メルセデス・ベンツ日本は、9月からメルセデス・マイバッハのラインアップに「メルセデス・マイバッハ S600 プルマン」を加え、受注を開始した。マイバッハ S600 プルマンはラグジュアリーなリムジンタイプのプレステージカーだ。完全受注生産で、価格は8800万円。マイバッハを詳しく知らない人にマイバッハの秘密をこっそり教えよう。世界一高い車はランボルギーニ・ヴェネーノの4億円と言われているが、マイバッハにはなんと8億円のモデルもあるのだ。
マイバッハはドイツの高級車の歴史そのもの
マイバッハ社はヴィルヘルム・マイバッハが息子のカール・マイバッハとともに1909年に創業した会社だ。ヴィルヘルムは、マイバッハ創業前にはダイムラー社のエンジン研究者で、ゴッドリーブ・ダイムラーとともにメルセデスの第1号車を設計している。マイバッハは、歴史的にもダイムラーに近い。飛行機の原点となるツェッペリン飛行船のエンジンを作っていたのはマイバッハ社だ。ドイツの戦車のエンジンもマイバッハがほぼ独占している。
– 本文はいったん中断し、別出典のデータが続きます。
PR #26, opened 2026-04-22
fix(build): align external-rebel dev-setup with scikit-build-core layout

rebel-scottlee:
## Summary of Changes

#18 migrated rebel-compiler's Python package to **scikit-build-core**, but `tools/build-with-external-rebel.sh` (invoked by `./tools/dev-setup.sh external --clean`) still assumed the pre-migration layout. On a Python 3.12 venv with a scikit-build-core-built `REBEL_HOME`, the script fails at the version check with:

```
[ERROR] rebel-compiler was not built for Python 312!
```

even though the extension is built and importable. Same root cause — old layout assumption — was duplicated in five more places in the script (PYTHONPATH shim in `install_dependencies` + in `activate_rebel` + in `build_torch_rbln`, the hand-written `rebel_compiler.pth`, and the `gen_requirements.py`-only install path), so fixing only the version check would not have produced a working `import rebel._C`.

### Root cause

Under scikit-build-core:

- The compiled extension `_C.cpython-*.so` lives in **`$REBEL_HOME/python/build/skbuild/`**, not in `python/rebel/`.
- The source tree `python/rebel/` holds only `.py` files and `_C/*.pyi` stubs.
- Imports are wired up by `_rebel_compiler_editable.pth` + `_rebel_compiler_editable.py` (scikit-build-core redirect hook) written to the consumer venv by `pip install -e`.
- Runtime deps come from `pyproject.toml` `[project].dependencies`; `python/gen_requirements.py` and `python/requirements/core.txt` no longer exist.
- Build deps come from `[build-system].requires`: `scikit-build-core>=0.10`, `pybind11>=2.10,<=2.10.4`, `cython`, `setuptools_scm>=8`, `cmake>=3.26`, `ninja`.

The previous script was built for the opposite of all three.

### Fix

`tools/build-with-external-rebel.sh`:

| Function | Change |
|----------|--------|
| `check_rebel_python_version` | Probe `$REBEL_HOME/python/build/skbuild/` first. Keep `python/rebel/` and `rebel/python/rebel/` as diagnostic fallbacks. Same expansion in the "available versions" listing. |
| `install_dependencies` | Drop `export PYTHONPATH="$REBEL_HOME/python:…"` and the hand-written `rebel_compiler.pth`. Prepending the source tree to `PYTHONPATH` shadows the editable install and breaks `import rebel._C`. Clean up any stale `rebel_compiler.pth` from prior runs. |
| `create_activate_rebel_script` | Drop the same `PYTHONPATH` export from generated `activate_rebel` so the shadow doesn't come back on every venv activation. |
| `install_rebel_python_deps` | **Target scikit-build-core only.** Detect the backend via `grep 'scikit_build_core.build'` on `REBEL_HOME/python/pyproject.toml` and fail loudly with an upgrade hint if a pre-migration tree is supplied. Pre-install rebel-compiler's `[build-system].requires` into the active venv (so they survive `uv sync --no-install-project`), then run `uv pip install --no-build-isolation -e "$REBEL_HOME/python"` — deterministic, no PEP 517 isolated-env PyPI fetches per invocation. |
| `build_torch_rbln` | Drop the duplicate `PYTHONPATH` shim; `cmake/FindRebel.cmake` already reads `REBEL_HOME` directly for headers/libs. |
| `verify_installation` | Replace the stale "PYTHONPATH not set correctly" debug hint with one that matches the new flow (missing `_rebel_compiler_editable.pth` / re-run the editable install). |
| `print_summary` | Update the trailing "How to use" block to match the new env (no `PYTHONPATH`). |

---

## Related Issues / Tickets

* Related to #18 (scikit-build-core packaging migration in `rebel_compiler`) — this PR is the torch-rbln-side follow-up for the external-rebel dev-setup.

---

## Type of Change

- [x] `fix` — Bug fix

---

## Affected Modules

- [x] Build/Tools (`tools/build-with-external-rebel.sh`)

---

## How to Test

1. **Prep a Python 3.12 venv with a scikit-build-core-built rebel-compiler** (as produced by current `rebel_install.sh`):
   ```
   export REBEL_HOME=/path/to/external_rebel_compiler
   ls "$REBEL_HOME/python/build/skbuild/_C.cpython-312-*.so"   # present
   ls "$REBEL_HOME/python/rebel/_C.cpython-*.so" 2>/dev/null   # absent (new layout)
   grep build-backend "$REBEL_HOME/python/pyproject.toml"      # scikit_build_core.build
   ```

2. **Before this PR** — the setup fails at the version check:
   ```
   ./tools/dev-setup.sh external --clean
   # [ERROR] rebel-compiler was not built for Python 312!
   ```

3. **After this PR** — the setup completes and the import test passes:
   ```
   ./tools/dev-setup.sh external --clean
   # [INFO] Found matching rebel._C: _C.cpython-312-x86_64-linux-gnu.so
   # [INFO] Installing rebel-compiler build dependencies (scikit-build-core, pybind11, cython)...
   # [INFO] Installing rebel-compiler (editable, --no-build-isolation) from $REBEL_HOME/python...
   #   torch: 2.10.0+cpu
   #   rebel: 0.10.3.dev321+g8763cc92
   #   torch_rbln: 0.1.10.dev12+g…
   # [INFO] Import test PASSED!
   ```

4. **Legacy-layout regression**: if someone points `REBEL_HOME` at a pre-migration rebel-compiler checkout, the script now fails fast with a clear upgrade message rather than silently attempting a fresh Cython compile.

---

## Checklist

* [ ] This PR is linked to a corresponding issue — linked to #18 instead
* [x] Linting passes (shell script only; no project lint impact)
* [ ] All CI tests pass — CI does not currently exercise `dev-setup.sh external`; verified manually
* [x] Relevant documentation has been updated — `print_summary` and error-hint text brought in line with the new flow

---

## Notes

- Only `tools/build-with-external-rebel.sh` is modified. `pyproject.toml` / `uv.lock` edits produced while running the script for verification are intentionally not included — they are an intended side effect of external-mode setup on the consumer's working copy, not source changes for this PR.
- No Python/C++ code paths change. The PyPI (`pypi`) and custom-wheel (`apply-custom-rebel.sh`) flows in `dev-setup.sh` are untouched.
- This PR is explicitly scikit-build-core-only. Supporting both layouts was attempted in the first commit but dropped on review — the install step ran unconditionally against legacy trees and would have triggered a fresh CMake/Cython build, invalidating the "legacy supported" claim. The fix-forward is to detect and reject pre-migration trees early.

### DIFF
--- a/tools/build-with-external-rebel.sh
+++ b/tools/build-with-external-rebel.sh
@@ -268,11 +268,16 @@ check_rebel_python_version() {
     local expected_pattern="_C.cpython-${current_py_version}-*.so"
     local rebel_c_so
 
-    # Check in python/rebel first (primary location)
-    rebel_c_so=$(find "$REBEL_HOME/python/rebel" -maxdepth 1 -name "$expected_pattern" 2>/dev/null | head -1)
+    # scikit-build-core places the built extension under python/build/skbuild
+    # (current rebel-compiler layout). Source-tree python/rebel/ only holds .py
+    # files and _C/*.pyi stubs, so look in the build output first.
+    rebel_c_so=$(find "$REBEL_HOME/python/build/skbuild" -maxdepth 1 -name "$expected_pattern" 2>/dev/null | head -1)
 
+    # Legacy layouts (pre scikit-build-core migration) kept _C.so next to __init__.py.
     if [ -z "$rebel_c_so" ]; then
-        # Also check in rebel/python/rebel (alternative location)
+        rebel_c_so=$(find "$REBEL_HOME/python/rebel" -maxdepth 1 -name "$expected_pattern" 2>/dev/null | head -1)
+    fi
+    if [ -z "$rebel_c_so" ]; then
         rebel_c_so=$(find "$REBEL_HOME/rebel/python/rebel" -maxdepth 1 -name "$expected_pattern" 2>/dev/null | head -1)
     fi
 
@@ -288,7 +293,7 @@ check_rebel_python_version() {
 
     # Find all available versions
     local available_versions
-    available_versions=$(find "$REBEL_HOME/python/rebel" "$REBEL_HOME/rebel/python/rebel" -maxdepth 1 -name "_C.cpython-*.so" 2>/dev/null | \
+    available_versions=$(find "$REBEL_HOME/python/build/skbuild" "$REBEL_HOME/python/rebel" "$REBEL_HOME/rebel/python/rebel" -maxdepth 1 -name "_C.cpython-*.so" 2>/dev/null | \
         xargs -I{} basename {} | grep -oP 'cpython-\K\d+' | sort -u)
 
     if [ -n "$available_versions" ]; then
@@ -350,8 +355,11 @@ install_dependencies() {
     # Align with rebel-compiler Quick Install: cmake<4.0, lit
     pip install "cmake>=3.18,<4.0" ninja jinja2 hatchling setuptools-scm editables mypy lit
 
-    # Set environment for rebel-compiler (rebel Python deps installed after uv sync in build_torch_rbln)
-    export PYTHONPATH="$REBEL_HOME/python:$PYTHONPATH"
+    # Native lib paths only. Python import is wired up later by the editable
+    # rebel-compiler install (scikit-build-core), which drops its own redirect
+    # .pth into site-packages — prepending $REBEL_HOME/python to PYTHONPATH here
+    # would let the source-tree rebel/ shadow the editable install and break
+    # `import rebel._C` under the new layout.
     export LD_LIBRARY_PATH="$REBEL_HOME/build:$LD_LIBRARY_PATH"
 
     # Source dynamic_linking.env for additional libraries
@@ -362,11 +370,13 @@ install_dependencies() {
     # Create activate_rebel script
     create_activate_rebel_script
 
-    # Create .pth file for rebel-compiler in site-packages
+    # Remove the stale pre-scikit-build-core rebel_compiler.pth if an older run
+    # of this script left one behind; it would also shadow the editable install.
     local site_packages
     site_packages=$(python -c "import site; print(site.getsitepackages()[0])" 2>/dev/null || echo "")
-    if [ -n "$site_packages" ] && [ -d "$site_packages" ]; then
-        echo "$REBEL_HOME/python" > "$site_packages/rebel_compiler.pth"
+    if [ -n "$site_packages" ] && [ -f "$site_packages/rebel_compiler.pth" ]; then
+        log_info "  Removing stale rebel_compiler.pth from site-packages"
+        rm -f "$site_packages/rebel_compiler.pth"
     fi
 
     log_info "Dependencies installed"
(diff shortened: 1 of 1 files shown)


tools/build-with-external-rebel.sh
```diff
@@ -347,11 +352,17 @@ setup_virtualenv() {
...
     pip install --upgrade pip
-    # Align with rebel-compiler Quick Install: cmake<4.0, lit
+    # Align with rebel-compiler Quick Install: cmake<4.0, lit.
+    # rebel-compiler's own build-system.requires (scikit-build-core, pybind11,
+    # cython, setuptools_scm) are installed later in install_rebel_python_deps,
+    # *after* `uv sync --no-install-project` — otherwise uv sync would wipe them.
     pip install "cmake>=3.18,<4.0" ninja jinja2 hatchling setuptools-scm editables mypy lit
 
-    # Set environment for rebel-compiler (rebel Python deps installed after uv sync in build_torch_rbln)
-    export PYTHONPATH="$REBEL_HOME/python:$PYTHONPATH"
```
rebel-chanheo, line 354: I understand that with the introduction of scikit, `PYTHONPATH` is no longer required when installing rebel-compiler. Is that correct? 

If so, it would be good to organize all the information regarding `PYTHONPATH` mentioned in other files, not just this one, together this time.

rebel-scottlee: Yes, that's right — with the scikit-build-core editable install, `pip install -e` drops `_rebel_compiler_editable.pth` (+ its redirect hook) into the venv's site-packages, so `import rebel` resolves to `$REBEL_HOME/python/build/skbuild/` automatically. There's no need to export `PYTHONPATH` for that anymore, and in fact doing so would let the source tree shadow the editable install and break `import rebel._C` under the new layout.

I went through the rest of the repo and sorted what's left:

| File | Purpose | Related to rebel-compiler install? |
| --- | --- | --- |
| `tools/build-with-external-rebel.sh` | Old export/shim removed in this PR; the 3 remaining mentions are explanatory comments (lines 363, 403, 583) | ✅ Already cleaned up |
| `tools/dev-setup.sh:117-121` | Warns when an inherited `PYTHONPATH` could shadow the editable install | ⚠️ Indirect — acts as a safety net for this same policy |
| `torch_rbln/__init__.py:131,144` | Hints `REBEL_HOME` / `LD_LIBRARY_PATH` / `PYTHONPATH` when `librbln.so` isn't found | ❌ Generic loader diagnostic (`get_dll_directory_candidates` walks `sys.path`) |
| `torch_rbln/diagnose.py:14` | Module docstring | ❌ Description only |
| `torch_rbln/_internal/env_diagnostic.py:4,24,349` | What `python -m torch_rbln.diagnose` dumps + hint when a local repo shadows the wheel | ❌ Generic `sys.path` debugging |
| `test/rbln/test_find_and_load_tvm_library.py:7` | Test docstring asserting that error message | ❌ Describes existing behavior |
| `torch_rbln/csrc/rbln/CMakeLists.txt:25,37` | Injected at build time so stubgen can import the freshly built `_C.so` | ❌ Internal to torch-rbln build, no end-user path |

So the install path is fully PYTHONPATH-free in this PR; the remaining mentions each have their own purpose and aren't really in scope here.

rebel-chanheo (approved):
LGTM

マイバッハ社は、メルセデス社とともにドイツの高級車の歴史を担ってきた。1952年のカール・マイバッハの引退を機にダイムラー・ベンツが 50%の株式を所有、1969年にはダイムラー・ベンツに吸収合併され会社としての歴史は終焉した。
マイバッハがブランドとして復活したのは2002年。当初は独立したブランドではなく「メルセデス・ベンツ・マイバッハ」という名称でメルセデス・ベンツ・ブランドの最上位車種として販売する予定だった。しかし「メルセデスはSクラスが最高モデルであるべき」という経営陣の判断で、独立ブランド「マイバッハ」として展開されることになった。独立ブランドのマイバッハは4000万円を超える価格だった。
しかし、マイバッハは収益的に成功せず、メルセデスは2013年にマイバッハブランドから撤収することになった。その後、メルセデス・ベンツSクラスの最上位グレードとしてマイバッハの名は存続することになった。最初の構想に戻ったのだ。
メルセデス・マイバッハの誕生
メルセデス・ベンツのラインナップとして、「究極のエクスクルーシブ性」を追求する威厳と風格を備えて新しく生まれ変わった「メルセデス・ マイバッハ」。リムジンなどの高級路線で高級車のメルセデスの中でもさらに特別なラインとして扱われている。
メルセデス・ベンツ日本は2015年2月からメルセデス・マイバッハSクラスを販売開始した。現在、日本のメルセデスで扱っているマイバッハは、メルセデス・マイバッハ S550(2222万円)、メルセデス・マイバッハ S600(2626万円)の2種であり、それに受注生産のメルセデス・マイバッハ S600 プルマン(8800万円)が加わった。
メルセデス・マイバッハ S600 プルマンは、ラグジュアリーなだけでなく、最大出力530PS、最大トルク830Nmの6.0リッターV型12気筒ツインターボエンジンを搭載し、7速オートマチックトランスミッション「7G-TRONIC」を組み合わせており車としての性能も高い。